Today [1997], as the ‘central’ Easterners elbow their way to EC and NATO and raise up their European credentials, one cannot but notice, with some regret, that they appear no less exclusivist than the Westerners as soon as they manage to jump over Metternich’s fence. And now, they come to believe that “Asia” begins somewhere to the east of Poland and to the south of Hungary, and that Macedonia, Belarus, and Armenia are but more “desert countries near the sea.” The Westerners had already paid the price for their exclusiveness, but for the Easterners, the price may be much higher.

All our talk about cultural unity is worthless as long as we neglect Albanians because they are poor, we neglect Belarusians because they are heavily Sovietized, we neglect Lusatian Sorbs because they are too small, we neglect Georgians and Armenians because these two oldest Christian nations are too far away from our gardens.

Who cares about all that? Who cares about wonderful Georgian cinema, which certainly was the best in the former Soviet Union and, perhaps, one of the most interesting in the world? Who cares about excellent Georgian theatre, painting, about the bright philosophers and translators (the first and only translation of Joyce’s Ulysses in the USSR was Georgian!). Who cares about great Georgian literature, which has at least two modern writers, Otar Chiladze and Chabua Amiredjibi, who would have honored the long list of Nobel Prize winners if anybody managed to read and translate them from their incomprehensible language … Again, the “tremendous intensity of spirit,” the “wild hunger for Europe” demonstrated by a small East European nation which never lost its cultural longing for Europe, have not been noticed anywhere, even by the closest neighbors. So how can we, “Central East Europeans”, complain about somebody’s ignorance, being equally ignorant ourselves?!
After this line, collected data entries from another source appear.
Issue #225, opened 2019-09-24
Allow custom insync? checking for resources


DavidS:
## Use Case
For some use-cases - like specifying upper/lower bounds on set memberships ("for instance, I have a use-case where I want things to be treated as in-sync as long as the array specified in Puppet is a equal to or a subset of the array in the response from the API") - the Resource API type schema is not expressive enough. This leads to nasty workarounds, like munging up the desired values in canonicalize.

The current restriction is so that anyone dealing with raw resource data doesn't need to run the provider code to understand whether something is insync or not. 

## Describe the Solution You Would Like
???

## Describe Alternatives You've Considered
Add a `comparison_operator` key (with values like `eq`, `min`, `max`) to the attribute definition.

See ASN.1/LDAP schemas for an example of data-defined comparisons.

## Additional Context
Originally filed as https://tickets.puppetlabs.com/browse/MODULES-9574.

seanmil:
Not having a way of defining an `insync?` / `compare` method has been causing me a lot of headache recently and - so far - I have resorted to the nasty munging in `canonicalize` method. I recalled seeing a ticket on this so I came here to determine if it was something I could implement and the method I was considering implementing seems not to be in favor (adding a `compare` type function).

Has any more thought been given to how else this might be implemented? A `comparison_operator` key might be a good start for "slightly complicated" comparison cases, but I still feel that having something more flexible is ultimately required.

DavidS:
@seanmil With the restrictions specified in the description, I'm currently having no good idea on how to implement that (which usually means I'll have to compromise on the reqs eventually). Providing a list of specific usecases would definitely help either way (finding better ideas and putting pressure on the requirements).

seanmil:
The current use case I have in mind is something like the `user` type's `inclusive` vs. `minimum` option which affects how the group state is determined.

This is not (as far as I can tell) possible to currently achieve, even via abuse of canonicalize, but would be simple to achieve if a `compare()` method were available.

It might be possible with a sophisticated enough ASN.1/LDAP style filter/query syntax, but I'm not sure that complexity of designing and building something like that outweighs having a `compare()` function available and, even with some type of LDAP-style data-defined comparison I suspect there would be limits on what you could express, which would still leave some folks needing a `compare()` function.

Here is what I propose: add support for a `compare(is, should)` method that returns a true if a resource needs to be synchronized, or a false if they do not. Enable it with a feature flag, e.g. `custom_compare`.

[...]

PR #285, opened 2021-04-09
(GH-225) Add support for custom insync

michaeltlombardi:
This PR defines a custom `insync?` method for properties of a Resource API Type; this method can *only* be added to properties, not parameters, and is only called for properties which are not namevars.

Currently, it does a few things:

1. Add `custom_insync` to the list of valid type features
2. Ensure that if the `custom_insync` feature is specified all properties **except** the `ensure` property get the custom `insync?`, which calls into the provider before supering back to the property `insync?` method as defined by Puppet. `ensure` is already using a custom `insync?`, which this PR leaves alone.
3. Passes (some) information about the type and current context to the property so that the provider is available to be called from the new `insync?` method and context can be accessed from that method in the provider.

What this currently enables:

- A developer can now specify the `custom_insync` feature for a type and an `insync?` method in their provider; that method can know the attribute being checked, the `is` and `should` values of the *resource*, & the current context. If nothing is specified in this method, the comparison defaults to what Puppet currently uses; the same is true for any properties not especially handled inside of this method. Any comparison that returns `nil` will be supered back to the existing `insync?` method defined in `Puppet::Property`.

### DIFF
--- a/lib/puppet/resource_api.rb
+++ b/lib/puppet/resource_api.rb
@@ -1,3 +1,5 @@
+# frozen_string_literal: true
+
 require 'pathname'
 require 'puppet/resource_api/data_type_handling'
 require 'puppet/resource_api/glue'
--- a/lib/puppet/resource_api.rb
+++ b/lib/puppet/resource_api.rb
@@ -123,6 +123,22 @@ module Puppet::ResourceApi
         @rsapi_title
       end
 
+      def rsapi_canonicalized_target_state
+        @rsapi_canonicalized_target_state ||= begin
+          # skip puppet's injected metaparams
+          actual_params = @parameters.select { |k, _v| type_definition.attributes.key? k }
+          target_state = Hash[actual_params.map { |k, v| [k, v.rs_value] }]
+          target_state = my_provider.canonicalize(context, [target_state]).first if type_definition.feature?('canonicalize')
+          target_state
+        end
+        @rsapi_canonicalized_target_state
+      end
+
+      def rsapi_current_state
+        refresh_current_state unless @rsapi_current_state
+        @rsapi_current_state
+      end
+
       def to_resource
         to_resource_shim(super)
       end
@@ -166,6 +182,21 @@ module Puppet::ResourceApi
         raise_missing_params if @missing_params.any?
       end
 
+      # If the custom_insync feature is specified but no insyncable attributes are included
+      # in the definition, add the hidden rsapi_custom_insync_trigger property.
+      # This property exists *only* to allow a resource without properties to still execute an
+      # insync check; there's no point in specifying it in a manifest as it can only have one
+      # value; it cannot be specified in a type definition as it should only exist in this case.
+      if type_definition.feature?('custom_insync') && type_definition.insyncable_attributes.empty?
+        custom_insync_trigger_options = {
+          type: 'Enum[do_not_specify_in_manifest]',
+          desc: 'A hidden property which enables a type with custom insync to perform an insync check without specifying any insyncable properties',
+          default: 'do_not_specify_in_manifest',
+        }
+
+        type_definition.create_attribute_in(self, :rsapi_custom_insync_trigger, :newproperty, Puppet::ResourceApi::Property, custom_insync_trigger_options)
+      end
+
       definition[:attributes].each do |name, options|
         # puts "#{name}: #{options.inspect}"
 
@@ -189,43 +220,7 @@ module Puppet::ResourceApi
           parent = Puppet::ResourceApi::Property
         end
 
-        # This call creates a new parameter or property with all work-arounds or
-        # customizations required by the Resource API applied. Under the hood,
-        # this maps to the relevant DSL methods in Puppet::Type. See
-        # https://puppet.com/docs/puppet/6.0/custom_types.html#reference-5883
-        # for details.
-        send(param_or_property, name.to_sym, parent: parent) do
-          if options[:desc]
-            desc "#{options[:desc]} (a #{options[:type]})"
-          end
-
-          # The initialize method is called when puppet core starts building up
-          # type objects. The core passes in a hash of shape { resource:
-          # #<Puppet::Type::TypeName> }. We use this to pass through the
-          # required configuration data to the parent (see
-          # Puppet::ResourceApi::Property, Puppet::ResourceApi::Parameter and
-          # Puppet::ResourceApi::ReadOnlyParameter).
-          define_method(:initialize) do |resource_hash|
-            super(definition[:name], self.class.data_type, name, resource_hash)
-          end
-
-          # get pops data type object for this parameter or property
-          define_singleton_method(:data_type) do
-            @rsapi_data_type ||= Puppet::ResourceApi::DataTypeHandling.parse_puppet_type(
-              name,
-              options[:type],
-            )
-          end
-
-          # from ValueCreator call create_values which makes alias values and
-          # default values for properties and params
-          Puppet::ResourceApi::ValueCreator.create_values(
-            self,
-            data_type,
-            param_or_property,
-            options,
-          )
-        end
+        type_definition.create_attribute_in(self, name, param_or_property, parent, options)
       end
 
       def self.instances
@@ -279,11 +274,9 @@ module Puppet::ResourceApi
       end
 
       def retrieve
-        refresh_current_state unless @rsapi_current_state
+        Puppet.debug("Current State: #{rsapi_current_state.inspect}")
 
-        Puppet.debug("Current State: #{@rsapi_current_state.inspect}")
-
-        result = Puppet::Resource.new(self.class, title, parameters: @rsapi_current_state)
+        result = Puppet::Resource.new(self.class, title, parameters: rsapi_current_state)
         # puppet needs ensure to be a symbol
         result[:ensure] = result[:ensure].to_sym if type_definition.ensurable? && result[:ensure].is_a?(String)
 
@@ -302,10 +295,7 @@ module Puppet::ResourceApi
         raise_missing_attrs
 
         # puts 'flush'
-        # skip puppet's injected metaparams
-        actual_params = @parameters.select { |k, _v| type_definition.attributes.key? k }
-        target_state = Hash[actual_params.map { |k, v| [k, v.rs_value] }]
-        target_state = my_provider.canonicalize(context, [target_state]).first if type_definition.feature?('canonicalize')
+        target_state = rsapi_canonicalized_target_state
 
         retrieve unless @rsapi_current_state
 
--- a/lib/puppet/resource_api/parameter.rb
+++ b/lib/puppet/resource_api/parameter.rb
@@ -13,7 +13,7 @@ class Puppet::ResourceApi::Parameter < Puppet::Parameter
   # @param attribute_name the name of attribue of the parameter
   # @param resource_hash the resource hash instance which is passed to the
   # parent class.
-  def initialize(type_name, data_type, attribute_name, resource_hash)
+  def initialize(type_name, data_type, attribute_name, resource_hash, _referrable_type = nil)
     @type_name = type_name
     @data_type = data_type
     @attribute_name = attribute_name
--- a/lib/puppet/resource_api/parameter.rb
+++ b/lib/puppet/resource_api/parameter.rb
@@ -1,3 +1,5 @@
+# frozen_string_literal: true
+
 require 'puppet/util'
 require 'puppet/parameter'
 
--- a/lib/puppet/resource_api/property.rb
+++ b/lib/puppet/resource_api/property.rb
@@ -1,3 +1,5 @@
+# frozen_string_literal: true
+
 require 'puppet/util'
 require 'puppet/property'
 
--- a/lib/puppet/resource_api/property.rb
+++ b/lib/puppet/resource_api/property.rb
@@ -102,7 +102,11 @@ class Puppet::ResourceApi::Property < Puppet::Property
 
       raise(Puppet::DevError, 'No insync? method defined in the provider; an insync? method must be defined if the custom_insync feature is defined for the type') unless provider.respond_to?(:insync?)
 
-      provider_insync_result = provider.insync?(context, title, @attribute_name, is_hash, should_hash)
+      provider_insync_result, change_message = provider.insync?(context, title, @attribute_name, is_hash, should_hash)
+
+      unless provider_insync_result.nil? || change_message.nil? || change_message.empty?
+        @change_to_s_value = change_message
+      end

My Ukrainian friends may contend that their country, at least its westernmost part, is no less ‘Central European’ than Poland or Slovakia—but how to promote it into the privileged club of ‘true’ Central Europeans, if even Croats and Transylvanians look at the entrance as rather suspicious candidates? My friends may argue that the Central European, ‘Habsburgian’, myth is alive in Ukrainian Lviv even more than in Vienna or Prague; they may bring, among many proofs, the programmatic issue of the journal “Ї”—with Ukrainian translations of Bruno Schulz, Sacher-Masoch and Milan Kundera, and the stylish portrait of the emperor Franz Josef on the cover sheet of their coveted holy scripture. They would barely understand why the ‘true’ Europeans just laugh at it or, at best, smile condescendingly.

Sincerely, I believe we should stop this competition in symbolism and focus more on daily life and mundane issues. If we believe in ‘Europe’ as a system of values, we should promote them within, regardless of whether we are located in Central, or Eastern, or Central-Eastern Europe, or on the Pacific rim. Small is beautiful, and marginality might be an asset. It depends on how we manage to use its tricky advantages.

The process which Eastern Europe is undergoing now can be called normalization. It is interesting but hardly attractive. It promises little room for any ‘uniqueness’ and would certainly dissatisfy East European intellectuals who want their countries to be at the forefront of world attention. But the combatant consciousness must have gone, and exhibitionist complexes vanished. In the best scenario—unless ‘Asia’ returns, and new dictatorships re-emerge, and a new Bosnia flares up—Eastern Europe would be successfully marginalized and would certainly draw no more attention than Greece, Portugal, Finland, or Iceland. Is that so bad? For old combatants—probably yes, but for most people—no. Most people don’t care about the fence, whether it’s eastern, or central, or south-eastern. They care about the garden. I feel it’s a good time to roll up our sleeves and till it.